Whether a statement is privileged or unprivileged is a policy decision that rests on the shoulders of lawmakers. The lawmakers must weigh the need to avoid defamation against the importance that the person making the statement have the free ability to say what they want.
Witnesses on the stand at trial are a prime example. When a witness is giving his testimony, we, as a society, want to ensure that the witness gives a full account of everything without holding back for fear of saying something defamatory. Likewise, lawmakers themselves are immune from defamation suits resulting from statements made in legislative chamber or in official materials.
Social Media and Defamation
With the rise of social media, it’s now easier than ever to make a defamatory statement. That’s because social media services like Twitter and Facebook allow you to instantly "publish" a statement that can reach thousands of people. Whether it’s a disparaging blog post, Facebook status update, or YouTube video, online defamation is treated the same way as more traditional forms. That means you can be sued for any defamatory statements you post online.
Higher Burdens for Defamation -- Public Officials and Figures
Our government places a high priority on the public being allowed to speak their mind about elected officials as well as other public figures. People in the public eye get less protection from defamatory statements and face a higher burden when attempting to win a defamation lawsuit.
When an official is criticized in a false and injurious way for something that relates to their behavior in office, the official must prove all of the above elements associated with normal defamation, and must also show that the statement was made with "actual malice."
"Actual malice" was defined in a Supreme Court case decided in 1988, Hustler v. Falwell. In that case, the court held that certain statements that would otherwise be defamatory were protected by the First Amendment of the United States Constitution. The court reasoned that the United States society had a "profound national commitment to the principle that debate on public issues should be uninhibited, robust, and wide-open."
This meant, according to the Court, that public officials could only win a defamation suit when the statement that was made was not an honest mistake and was in fact published with the actual intent to harm the public figure.

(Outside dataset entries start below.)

PR #1270, opened 2024-01-10
feat: call dispatcher scripts for dbus signals

erig0:
TODO: find out if there are SELinux implications.

This PR adds firewalld dispatchers. Dispatchers are executables that may be called when firewalld does something interesting. They're called for every dbus signal that firewalld emits.

From the new man page:
```man
FIREWALLD.DISPATCH(5)                            firewalld.dispatcher                            FIREWALLD.DISPATCH(5)

NAME
       firewalld.dispatcher - firewalld dispatcher

SYNOPSIS
       /usr/lib/firewalld/dispatcher.d

       /etc/firewalld/dispatcher.d

DESCRIPTION
       Firewalld may call dispatcher scripts whenever it performs an action, e.g. Reloaded, that may be interesting to
       external entities. These actions correspond to dbus signals as documented in firewalld.dbus(5). This is useful
       to entities that can't listen for dbus signals. This includes daemonless and dbus unaware software.

DISPATCHERS
       Dispatchers are an executable in one of two locations:

       /usr/lib/firewalld/dispatcher.d

       /etc/firewalld/dispatcher.d

       Executables from both locations will be called. If both locations contain the same executable name then both
       will be called. One does not override or replace the other.

       Dispatchers are called via systemd-run. They are transient systemd services with a randomly generated name.
       They are run with the systemd property TimeoutSec=60 to guarantee they don't result in long lived processes.
       There is no guarantee about execution order. Dispatchers may run simultaneously.

DISPATCHER ARGUMENTS
       Every dispatcher is called with the below arguments. Refer to firewalld.dbus(5) for details.

       DBUS interface

       DBUS signal

       DBUS signal arguments

       For example, upon a user executing "firewall-cmd --zone internal --add-service https" a dispatcher located at
       /etc/firewalld/dispatcher.d/foobar would be called thusly:

       /etc/firewalld/dispatcher.d/foobar org.fedoraproject.FirewallD1.zone ServiceAdded internal https 0

```


src/tests/unit/test_rich_rule.py
```diff
@@ -24,7 +24,7 @@ def _exp_rule_check_2(exp_rule, rule):
         == 'rule family="ipv6" source address="1:2:3:4:6::" icmp-block name="redirect" log prefix="redirected: " level="info" limit value="4/m"'
     )
     s = rule.element
-    assert type(s) == firewall.core.rich.Rich_IcmpBlock
+    assert type(s) is firewall.core.rich.Rich_IcmpBlock
```
thom311, line 27: This warning happens because latest `pip install flake8 -U` gives you 7.0.0, while the github action seems to get something older. That's somewhat surprising, because we don't set a fixed version in pip (which we should).

This is of course a recurring topic. I also run Fedora 39's `black==23.7.0`, which formats some code differently than the blessed `black==22.12.0`. But luckily, I can find a format that works with both versions.

May point is, very soon we shouldupdate the github action to use newer `black`/`flake8`... I will open an PR for that.

thom311: hm... while it makes sense to tie `black==22.12.0` (as it affects the chosen coding style), it makes a bit less sense to tie `flake8==7.0.0`. Nothing to do here.

I am only surprised that `pip install flake8` on github doesn't give 7.0.0. Dunno...

src/firewall/server/decorators.py
```diff
@@ -115,26 +115,31 @@ def decorator(func):
...
+            *self.dbus_args,
+            **self.dbus_kwargs,
         )
-        return dbus_decorator(func)
+        @functools.wraps(func)
+        def _impl(*args, **kwargs):
+            pass
 
-    return decorator
+        return _impl
```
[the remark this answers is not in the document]
thom311: also, it seems that `_impl()` should call `func()`.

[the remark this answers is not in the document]
thom311: ah, it doesn't matter usually, because the methods for D-Bus signals usually don't do anything. But they do something, so `func()` should be called.

src/firewall/server/decorators.py
```diff
@@ -137,7 +140,9 @@ def __call__(self, func):
         )
         @functools.wraps(func)
         def _impl(*args, **kwargs):
-            pass
+            GLib.idle_add(
+                run_dispatcher, self.dbus_interface, func.__name__, (args[1:])
```
thom311, line 144: run_dispatcher already spawns the process in the background. It's not clear why this needs to happen on an idle handler. The call does not block, so it can happen right away.

Spawning it in the background, also means that all processes run in parallel and their order is non-deterministic. `GLib.idle_add()` does not help with that. We could help with that, by `run_dispatcher()` building a list of jobs, and only spawning one job at a time. But `GLib.idle_add()` doesn't achieve that.

src/firewall/server/decorators.py
```diff
@@ -137,7 +140,9 @@ def __call__(self, func):
         )
         @functools.wraps(func)
         def _impl(*args, **kwargs):
-            pass
+            GLib.idle_add(
```
thom311, line 143: it doesn't seem right that this dispatcher runs for *every* D-Bus signal.

There are *a lot* of signals, and having a dispatcher for all of them seems very expensive, but also unnecessary.

It's also not clear that this should be tied to D-Bus signals at all. Just define events and points in time when a dispatcher script is invoked, and explicitly run it at that point. Yes, sometimes a D-Bus signal and a dispatcher script will be invoked together, but most often not.

E.g. the `PropertiesChanged` signal seems not a useful signal for also calling a dispatcher. But aside from a few examples where it's not useful, it's mainly about how expensive it is to spawn that many processes, over and over. And commiting to do such expensive actions that in form of a new API.

src/firewall/server/decorators.py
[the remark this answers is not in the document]
erig0: Yikes. It should definitely call `func()`. Thanks.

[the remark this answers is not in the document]
thom311: > it's not clear to me, what the advantage of this is. Could you elaborate in the commit message?

I meant, it's unclear what is the advantage of converting the decorator from a closure to a class.

src/firewall/server/decorators.py
thom311: ok, maybe the advantage is to emit the D-Bus signal faster.

spawning a process, even if it's async, may still be somewhat slow...

src/firewall/server/decorators.py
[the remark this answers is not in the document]
erig0: > it's not clear to me, what the advantage of this is. Could you elaborate in the commit message?

Was just to match the style of the other decorators and avoid triple nested function declarations. I'll leave it as-is.

src/firewall/server/decorators.py
erig0: > The call does not block, so it can happen right away.

It does not block, but still takes time to fork+exec and wait on `systemd-run` to start the real process.

> Spawning it in the background, also means that all processes run in parallel and their order is non-deterministic

Right, this is noted in the man page. To be order deterministic firewalld would have to wait for each one to run to completion before starting the next. Could use `systemd-run --wait` and `Popen.poll()`. We would just keep adding the work to the mainloop with `idle_add()`.

That means building the list as you say, then calling each one from the mainloop, polling for completion, then moving on to the next dispatcher. Definitely more work than fire and forget. It does mean firewalld could report the exit status of the dispatcher.

If we use `systemd-run --wait` then we could instead directly call the dispatchers from firewalld and avoid the dependency on `systemd-run`. I was only using `systemd-run` because we are doing "fire and forget".

If we think that it's important to have in-order and non-parallel execution of dispatchers, then I'll make this change. I see the argument either way.

src/firewall/server/decorators.py
erig0: > it doesn't seem right that this dispatcher runs for every D-Bus signal.

I could see omitting some stuff, e.g. `PropertiesChanged`, that you point out below, but I think we want to see all runtime and permanent configuration changes.

> It's also not clear that this should be tied to D-Bus signals at all. 

Both dbus signals and dispatcher are a "something interesting" happened. Why maintain two different concepts or sets of "events"? Reusing the dbus signals gives us dispatchers for cheap.

> But aside from a few examples where it's not useful, it's mainly about how expensive it is to spawn that many processes, over and over. And commiting to do such expensive actions that in form of a new API.

This costs only exists if there are dispatchers to call.

src/firewall/server/dispatcher.py
```diff
@@ -0,0 +1,36 @@
...
+    def _dispatchers(directories):
+        for directory in directories:
+            if not os.path.isdir(directory):
+                continue
+            for file in os.listdir(directory):
+                _path = os.path.abspath(directory + os.sep + file)
+                if os.path.isfile(_path) and os.access(_path, os.X_OK):
+                    yield _path
+
+    env = {"LANG": "C"}
```
thom311, line 20: doesn't `systemd-run` sanitize the environment? I think we would want that...

I think, if we want to set environment variables, we need to pass them as `-E` arguments to `systemd-run`.


systemd-run ends up logging lines like
```
# journalctl -u run-ref10f3923f304b379bfcf732e79d2987.service
Jan 19 15:48:07 rh1 systemd[1]: Started run-ref10f3923f304b379bfcf732e79d2987.service - /usr/bin/echo hallo world.
Jan 19 15:48:07 rh1 echo[11487]: hallo world
Jan 19 15:48:07 rh1 systemd[1]: run-ref10f3923f304b379bfcf732e79d2987.service: Deactivated successfully.
```

On the one hand, this is great. Built-in-logging for the scripts! On the other hand, it's also again that if we spawn too many scripts, it will spam the logs in a bad way.

src/firewall/server/dispatcher.py
```diff
@@ -0,0 +1,36 @@
...
+    prog_args1 = [COMMANDS["systemd-run"], "--no-block", "--property", "TimeoutSec=60"]
+    prog_args2 = [interface, signal] + [str(a) for a in args]
+
+    for file in _dispatchers([FIREWALLD_DISPATCHER, ETC_FIREWALLD_DISPATCHER]):
```
thom311, line 24: should be `list(_dispatchers(...))` to build a list of files upfront.


While `subprocess.Popen()` doesn't block, it still is maybe a bit expensive to fork and take a bit. I think we should try to build the list of scripts at once (of course, it's not atomic either, but at least do it fast).

src/firewall/server/dispatcher.py
```diff
@@ -0,0 +1,36 @@
...
+from firewall.core.logger import log
+from firewall.config import FIREWALLD_DISPATCHER, ETC_FIREWALLD_DISPATCHER, COMMANDS
+
+
+def run_dispatcher(interface, signal, args):
+    def _dispatchers(directories):
+        for directory in directories:
+            if not os.path.isdir(directory):
+                continue
+            for file in os.listdir(directory):
```
thom311, line 15: there is a race, that `directory` just got deleted after you check for it. Or maybe you can even get an exception when the permissions are lacking.

`_dispatchers()` shouldn't raise an exception.

Wrap a try/except around listdir().

erig0:
This feature will not be merged. It's better for other software to listen to the dbus events directly.

PR #1274, opened 2024-01-12
[th/various-for-deprecated-lockdown] various cleanup in preparation for dropping Lockdown feature

thom311:
These patches are a dependency for an upcoming branch to drop the Lockdown feature.

As that branch may take a while to be merged (e.g. on when we deem it right to break the feature), these patches can go in earlier.

### DIFF
--- a/src/firewall/command.py
+++ b/src/firewall/command.py
@@ -43,31 +43,35 @@ class FirewallCommand:
     def get_verbose(self):
         return self.verbose
 
-    def print_msg(self, msg=None):
-        if msg is not None and not self.quiet:
-            sys.stdout.write(msg + "\n")
+    def print_msg(self, msg=None, *, force=False, file=None, exit_code=None):
+        if msg is not None and (not self.quiet or force):
+            if file is None:
+                file = sys.stdout
+            file.write(msg + "\n")
+        if exit_code is not None:
+            sys.exit(exit_code)
 
-    def print_error_msg(self, msg=None):
-        if msg is not None and not self.quiet:
-            sys.stderr.write(msg + "\n")
+    def print_error_msg(self, msg=None, *, force=False, file=None, exit_code=None):
+        if file is None:
+            file = sys.stderr
+        self.print_msg(msg=msg, force=force, file=file, exit_code=exit_code)
 
-    def print_warning(self, msg=None):
-        FAIL = "\033[91m"
-        END = "\033[00m"
-        if sys.stderr.isatty():
+    def print_warning(self, msg=None, *, exit_code=None):
+        if msg is not None and sys.stderr.isatty():
+            FAIL = "\033[91m"
+            END = "\033[00m"
             msg = FAIL + msg + END
-        self.print_error_msg(msg)
+        self.print_error_msg(msg, exit_code=exit_code)
 
     def print_and_exit(self, msg=None, exit_code=0):
         # OK = '\033[92m'
         # END = '\033[00m'
         if exit_code > 1:
-            self.print_warning(msg)
+            self.print_warning(msg, exit_code=exit_code)
         else:
             # if sys.stdout.isatty():
             #   msg = OK + msg + END
-            self.print_msg(msg)
-        sys.exit(exit_code)
+            self.print_msg(msg, exit_code=exit_code)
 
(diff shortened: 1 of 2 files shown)


thom311:
to be clear, I am not particularly happy about some of the patches here.

However, I also think that the current way how D-Bus properties are handled is not great, and should be improved. This is an attempt in that direction... Granted, since dbus-python is deprecated for more than a decade, maybe what really should be done is to rewrite this all with GDBus+pygobject...

src/firewall/command.py
erig0, line 1: I don't see an improvement here.

> Tackling different behaviors by adding several functions is often less
flexible than having one function, that can be parametrized (via
arguments) for all those behaviors.

Sure that's accomplished by making them more complex. So flexibility is gained by adding optional arguments (complexity).

> For example, I want to print a message to stderr, but quit with
exit_code=0 afterwards.

When would you want to print to stderr, but return success?

src/firewall/command.py
```diff
@@ -43,31 +43,35 @@ def set_verbose(self, flag):
...
-
-    def print_error_msg(self, msg=None):
-        if msg is not None and not self.quiet:
-            sys.stderr.write(msg + "\n")
-
-    def print_warning(self, msg=None):
-        FAIL = "\033[91m"
-        END = "\033[00m"
-        if sys.stderr.isatty():
+    def print_msg(self, msg=None, *, force=False, file=None, exit_code=None):
```
erig0, line 46: AFACIS, `force` is not used in this PR or the PR for lockdown removal. Why is it being added? Same for `file`.

IMO, this is change for change's sake.

erig0 (changes requested):
Otherwise, lgtm.

IMO, we can drop the last commit that changes the print functions. I don't see it doing anything useful.

src/firewall/command.py
thom311: that will happen from `firewall-cmd` with any of the removed lockdown arguments. It prints a message to stderr that the command does nothing, but also exit with success.

src/firewall/command.py
thom311: ah, force was supposed to be used by the lockdown removal. Will add it there.

That print by default honors `self.quiet` is at least questionable, because quiet mode should not mean that all messages are suppressed, but rather that certain verbose output is suppressed.

Regardless of whether `force=False` is good to be the default value. The message that the Lockdown command does nothing, is not something that should be suppressed by `--quiet`.

```bash
$ ./src/firewall-cmd --lockdown-on -q
Lockdown feature is deprecated and removed.
```

src/firewall/command.py
thom311: > Sure that's accomplished by making them more complex. So flexibility is gained by adding optional arguments (complexity).

Calling
```python
    def print_msg(self, msg=None, *, force=False, file=None, exit_code=None):
        if msg is not None and (not self.quiet or force):
            if file is None:
                file = sys.stdout
            file.write(msg + "\n")
        if exit_code is not None:
            sys.exit(exit_code)
```
complex seems not agreeable.

It has a small number of arguments, with reasonable defaults and the name of those arguments is in a way that it makes sense. The implementation is literally 6 lines of code.

When you read `cmd.print_msg(msg, file=sys.stderr)`, then I guess it's clear what that means.

What these arguments however allow, is that callers modify the behavior in concise (but clear?) ways.

I mean, instead of
```python
cmd.print_error_msg(
    "Lockdown feature is deprecated and removed.", exit_code=0, force=True
)
```
it would be:
```python
cmd.print_error_msg("Lockdown feature is deprecated and removed.")
sys.exit(0)
```

But that doesn't support the `force=True`. And it makes a direct call to `sys.exit()` (because there is no `cmd.exit()`). Currently `cmd.exit()` of course only does `sys.exit()`. But optimally, all our calls to `sys.exit()` are at one place, so we could add a hook there (e.g. some printf debugging).


I don't claim that this patch is a major improvement. Of course, you can also do things differently. But it's IMO rather nice. When I complained about not being happy about this branch, I meant patch 2/3...

erig0: I think it's a lateral move, but at least you can support `force` now.

erig0 (approved):

PR #1276, opened 2024-01-14
feat(service): add LocalSend

MikeWalrus:


erig0:
Hrm, It looks like localsend upstream is considering changing the default port.
https://github.com/localsend/protocol/issues/12

Perhaps we should hold off on adding this service.

PR #1282, opened 2024-01-18
fix(io.ipset): raise exception if entries exceed limit

### LINKED ISSUE #1280: ipset: config checks should verify that the number of elements does not exceed ipset size
### What happened

Fedora bug: https://bugzilla.redhat.com/show_bug.cgi?id=2258244

### What you expected to happen

firewall-offline-cmd --check-config should complain if there are more elements than "size" allows.

### How to reproduce it (as minimally and precisely as possible)

_No response_

### Anything else we need to know?

_No response_

### Firewalld Version

1.3.4

### Firewalld Backend

_No response_

### Linux distribution

_No response_

### Linux kernel version

_No response_

### Other information

_No response_

TorontoMedia:
Closes #1280

### DIFF
--- a/src/firewall/core/io/ipset.py
+++ b/src/firewall/core/io/ipset.py
@@ -322,6 +322,12 @@ class IPSet(IO_Object):
                             errors.INVALID_VALUE,
                             "Option '%s': Value '%s' is negative" % (key, config[key]),
                         )
+                    if key == "maxelem" and len(self.entries) > int_value:
+                        raise FirewallError(
+                            errors.INVALID_IPSET,
+                            "the number of ipset entries exceeds the maximum set size of %d"
+                            % int_value,
+                        )
                 elif key == "family" and config[key] not in ["inet", "inet6"]:
                     raise FirewallError(errors.INVALID_FAMILY, config[key])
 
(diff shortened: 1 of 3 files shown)


src/firewall/core/io/ipset.py
```diff
@@ -430,6 +430,16 @@ def ipset_reader(filename, path):
...
+
+    if "maxelem" in ipset.options and len(ipset.entries) > int(
+        ipset.options["maxelem"]
+    ):
+        raise FirewallError(
+            errors.INVALID_IPSET,
+            "the number of ipset entries exceeds the maximum set size of %s"
+            % ipset.options["maxelem"],
+        )
+
```
erig0, line 442: I think this more correctly belongs in `_check_config()`.

erig0 (changes requested):
Otherwise, lgtm.

src/firewall/core/io/ipset.py
TorontoMedia: You are correct. I have made the necessary changes and modified gh881 maximum element limit.

erig0 (approved):
Thank you!!

PR #1289, opened 2024-01-26
test(check-container): fix running of polkit tests

erig0:
In order to run polkit tests inside the container we must start systemd,
dbus-broker, and polkit. In order to do this we have to rework how the
container is built and start them with init.

### DIFF
--- a/src/tests/Makefile.am
+++ b/src/tests/Makefile.am
@@ -74,9 +74,18 @@ check-container-debian-sid-image: check-container-%-image:
 	echo "RUN apt-get install -y autoconf automake pkg-config intltool libglib2.0-dev \
 	                             xsltproc docbook-xsl docbook-xml iproute2 iptables ipset ebtables \
 	                             nftables libxml2-utils libdbus-1-dev libgirepository1.0-dev \
-	                             python3-dbus python3-gi python3-nftables \
-	                             procps network-manager gir1.2-nm-1.0 time" && \
-	echo "COPY . /tmp/firewalld"; \
+	                             python3-dbus python3-gi python3-nftables sudo \
+	                             procps network-manager gir1.2-nm-1.0 time policykit-1 systemd" && \
+	echo "ENV container docker" && \
+	echo "VOLUME [ \"/sys/fs/cgroup\" ]" && \
+	echo "CMD [\"/usr/sbin/init\"]" && \
+	echo "RUN mkdir -p /run/dbus" && \
+	echo "COPY . /root/firewalld" && \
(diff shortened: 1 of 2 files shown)


src/tests/Makefile.am
```diff
@@ -74,9 +74,18 @@ check-container-debian-sid-image: check-container-%-image:
 	echo "RUN apt-get install -y autoconf automake pkg-config intltool libglib2.0-dev \
```
thom311, line 74: it's still not clear, why you cannot manually start dbus-borker and polkit in the docker-init-less container.

Apparently it already works, with NetworkManager (and dbus-broker)?

Anyway. Using systemd inside the container is probably a better choice anyway. So ok. Would just have been nice to understand what the problem is.

src/tests/Makefile.am
```diff
@@ -74,9 +74,18 @@ check-container-debian-sid-image: check-container-%-image:
...
+	echo "ENV container docker" && \
+	echo "VOLUME [ \"/sys/fs/cgroup\" ]" && \
+	echo "CMD [\"/usr/sbin/init\"]" && \
+	echo "RUN mkdir -p /run/dbus" && \
+	echo "COPY . /root/firewalld" && \
+	echo "WORKDIR /root/firewalld" && \
+	echo "RUN ./autogen.sh" && \
+	echo "RUN ./configure --sysconfdir=/etc PYTHON=\"/usr/bin/python3\" am_cv_python_pythondir=/usr/lib/python3/dist-packages" && \
+	echo "RUN make" && \
+	echo "RUN make install" ; \
```
thom311, line 88: these containerfiles are constructed by shell commands, inside the Makefile.am.

It would have been better, if this were a separate script (and/or a separate containerfile) that is commited to git. That makes the functionality re-usable without make. It also makes the content easier to review, as there are not multiple laters of escaping. The script of course can still be called from make.

thom311 (approved):

src/tests/Makefile.am
erig0: I don't think there is a use case outside of the build/make/test? I did think about commonizing these dockerfiles, but they're actually different enough (packages, configure, alternatives) that it didn't seem useful. It would be more work to mix-in the differences.

src/tests/Makefile.am
erig0: > it's still not clear, why you cannot manually start dbus-borker and polkit in the docker-init-less container.

You could. Or we could be more like the actual distribution and just start systemd. Polkit also does not like to run without being dbus activated. Instead of hacking it up I decided to just run like the actual distro.

PR #1294, opened 2024-01-30
Add iperf{2,3} services

cyqsimon:
Add service definitions for `iperf2` and `iperf3`.

- [ ] Should `iperf2` simply be called `iperf` instead? Personally I think `iperf2` is clearer, but all major distros package `iperf2` as simply `iperf`. So I'm a bit torn.

### DIFF
--- a/config/Makefile.am
+++ b/config/Makefile.am
@@ -204,6 +204,8 @@ CONFIG_FILES = \
 	services/ident.xml \
 	services/imaps.xml \
 	services/imap.xml \
+	services/iperf2.xml \
+	services/iperf3.xml \
 	services/ipfs.xml \
 	services/ipp-client.xml \
 	services/ipp.xml \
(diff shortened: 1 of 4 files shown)


erig0:
> Should iperf2 simply be called iperf instead? Personally I think iperf2 is clearer, but all major distros package iperf2 as simply iperf. So I'm a bit torn.

Anecdotally, I've only ever used iperf3. So to me that's the "default" iperf.

I'm good with having iperf2 and iperf3 as separate service.

erig0:
This PR needs to update `config/Makefile.am` and `po/POTFILES.in`.

thom311 (approved):
I think the follow-up patch (that updates Makefile.am) should be squashed into the first one. It's not a self-contained change, and should not be a separate commit.

Otherwise, lgtm.

cyqsimon:
> I think the follow-up patch (that updates Makefile.am) should be squashed into the first one. It's not a self-contained change, and should not be a separate commit.
> 
> Otherwise, lgtm.

Github does provide squash merge functionality so we can just use that. Hope you're okay with this.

According to the Court, actual malice only occurs when the person making the statement knew the statement was not true at the time he made it, or had reckless disregard for whether it was true or not.
For other people that are in the public eye, but not public officials, the defamation laws are also different. These people, such as celebrities and movie stars, must also prove, in most situations, that the defamatory statements were made with actual malice.
Freedom of speech is less meaningful when a statement is made about a private individual because the statement is probably not about a matter of public importance. As noted above, a private person has no need to show that the statement maker acted with actual malice in order to be victorious in their defamation lawsuit."

Link for more information!
It looks to me like Naomi could easily win a defamation suit against Dale. What does everyone else think?

Questions still outstanding for me.

1. Why does Dale have some much hate and anger directed at Naomi

2. How long has Dale been trying to discredit Naomi behind the scenes and why?

3. Have other members of Make tried to discredit Naomi behind the scenes too and for how long?